Although the computer models show the drying has already started, they are not accurate enough to know whether the drought is the result of global warming or a natural variation.
"It's really hard to tell," said Connie Woodhouse, a paleoclimatologist at the University of Arizona. "It may well be one of the first events we can attribute to global warming."
The U.S. and southern Europe will be better prepared to deal with frequent drought than most African nations.
For the U.S., the biggest problem would be water shortages. The seven Colorado River Basin states -- Colorado, Wyoming, Utah, Nevada, New Mexico, Arizona and California -- would battle each other for diminished river flows.
Mexico, which has a share of the Colorado River under a 1944 treaty and has complained of U.S. diversions in the past, would join the struggle.

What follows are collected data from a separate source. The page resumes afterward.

PR #402, opened 2020-01-06
Modify propagation type of root dataset mount before mounting children

jgallag88:
The change is to unblock a future change along the lines of https://github.com/delphix/appliance-build/pull/247.

The issue is that when we run the build outside of a container, there are mnt namespaces which are peers to the one in which the build is running. Currently, the following happens

- The root dataset `rpool/ROOT/delphix.v8IGiyn/root` is mounted on `/mnt/delphix.v8IGiyn`. This mount is propagated to the peer mnt namespaces.
- Child datasets `data`, `home`, and `log` are mounted beneath `/mnt/delphix.v8IGiyn`. These mounts are propagated to the peer mnt namespaces.
- The propagation type of `/mnt/delphix.v8IGiyn` is changed to 'slave'.
- We mount and unmount some other things which aren't directly relevant.
- We unmount  `data`, `home`, and `log`. These unmount events are _not_ propagated, because the parent mount is now no longer 'shared'. These datasets remain mounted in the other namespaces.
- We unmount `root`. This is also not propagated, because the mount is busy in the other namespaces, because of the children still mounted.
- We try to export the pool, but the pool is busy because of the mounts which still exist in the other namespaces.

We can resolve this by changing the propagation type of `/mnt/delphix.v8IGiyn` before mounting the other datasets on top of it. This way the child mounts are never propagated to the other namespaces.

### DIFF
--- a/live-build/config/hooks/vm-artifacts/90-raw-disk-image.binary
+++ b/live-build/config/hooks/vm-artifacts/90-raw-disk-image.binary
@@ -138,6 +138,37 @@ zfs create \
 
 zfs mount "rpool/ROOT/$FSNAME/root"
 
+#
+# We are later going to recursively bind mount /proc/, /sys/, and /dev/
+# beneath the root dataset. Before doing that, we need to change the root
+# dataset's mount so that it has type 'slave'. If were to leave it 'shared',
+# the following would happen:
+#
+#  - The mount of $DIRECTORY/sys/ would be propagated to other existing
+#    namespaces.
+#  - We would recursively change the propagation type of $DIRECTORY/sys/ to
+#    be 'slave', for reasons explained below.
+#  - After finishing our work, we would 'umount -R $DIRECTORY/sys/'. For the
+#    children operated on recursively, this event would _not_ be propagated
+#    because they are not longer shared.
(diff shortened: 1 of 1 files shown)


jgallag88:
ab-pre-push: http://selfservice.jenkins.delphix.com/job/devops-gate/job/master/job/appliance-build-orchestrator-pre-push/2634/console

live-build/config/hooks/vm-artifacts/90-raw-disk-image.binary
```diff
@@ -137,6 +137,7 @@ zfs create \
 	"rpool/ROOT/$FSNAME/root"
 
 zfs mount "rpool/ROOT/$FSNAME/root"
+mount --make-slave "$DIRECTORY"
```
prakashsurya: Since the placement of this call is critical, can you perhaps add a comment to explain why it _needs_ to be called here? (e.g. in contrast to calling it later like before this change).

I'd be OK more-or-less copying the PR description into the form of a comment here, if needed.

jgallag88:
> Have you verified this will unblock #247 (or an equivalent change)?

I did test that; I should have mentioned that originally.

PR #746, opened 2023-12-07
Add tab completion, path modifications

pcd1193182:
<details open>

Interacting with the systemctl command line tools can be cumbersome. Finding what services exist
and are active can require grepping the output of commands that are not intended for machine parsing.
Remembering and entering the full names of commands is potentially cumbersome if you don't use them
regularly. There are tab completion scripts that intend to solve these problems.

We also have similar problems with the zfs command line tools and the /opt/delphix/server/bin path.
These things add small friction to countless processes that can be easily reduced.
</details>

<details open>

We add tab completion scripts to the standard location for them on ubuntu systems, and then
source those scripts to get their functionality. We also add the /opt/delphix path to the
delphix user's PATH variable.
</details>

<details>

Spun up a development VM with these changes and verified that they all performed as expected.
</details>

### DIFF
--- a/live-build/misc/ansible-roles/appliance-build.virtualization-common/tasks/main.yml
+++ b/live-build/misc/ansible-roles/appliance-build.virtualization-common/tasks/main.yml
@@ -119,3 +119,19 @@
   command: "systemctl disable {{ item }}"
   with_items:
     - docker.service
+
+- name: Add systemctl bash completion
+  copy:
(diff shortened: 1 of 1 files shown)


mwatson-delphix (approved):
lgtm. Thanks!

prakashsurya:
Shouldn't we put this in delphix-platform, so it works for existing engines after an upgrade? This will just do it for new installs..

PR #762, opened 2024-06-05
DLPX-91309 Add debug to grub for ESX and OCI platforms

prakashsurya:
Reapply #759 but only on the 2 platforms we've been able to reproduce internally on, and not on the platform that we found that it was problematic (AWS).

- `git-ab-pre-push` is [here](http://selfservice.jenkins.delphix.com/job/appliance-build-orchestrator-pre-push/8693/)


david-mendez1 (approved):
LGTM pending the ab-pre-push upgrade test and git checks.

palash-gandhi (approved):

PR #763, opened 2024-06-11
DLPX-91390 mount /proc during appliance-build when running ansible

prakashsurya:
### Problem

The `ca-certificates-java` package fails to install when it's installed inside of a chroot environment that does not have a `/proc` available within the chroot. As part of installing Java 17, that package is pulled in as a dependency, and fails to install.

### Solution

The solution taken in this PR, is to bind mount `/proc` (and a couple other related directories) into the chroot environment, so that when the `ca-certificates-java` package is installed as a dependency of the `delphix-masking` package, `/proc` will be available and allow the install to succeed.

### Testing

Verified this works in conjunction with https://github.com/delphix/dms-core-gate/pull/1295

### DIFF
--- a/live-build/config/hooks/configuration/80-build-configuration.binary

Inevitably, water would be reallocated from agriculture, which uses most of the West's supply, to urban users, drying up farms. California would come under pressure to build desalination plants on the coast, despite environmental concerns.
"This is a situation that is going to cause water wars," said Kevin Trenberth, a scientist at the National Center for Atmospheric Research in Boulder, Colo.
"If there's not enough water to meet everybody's allocation, how do you divide it up?"
Officials from seven states recently forged an agreement on the current drought, which has left the Colorado River's big reservoirs -- Lake Powell and Lake Mead -- about half-empty. Without some very wet years, federal water managers say, Lake Mead may never refill.
In the next couple of years, water deliveries may have to be reduced to Arizona and Nevada, whose water rights are second to California.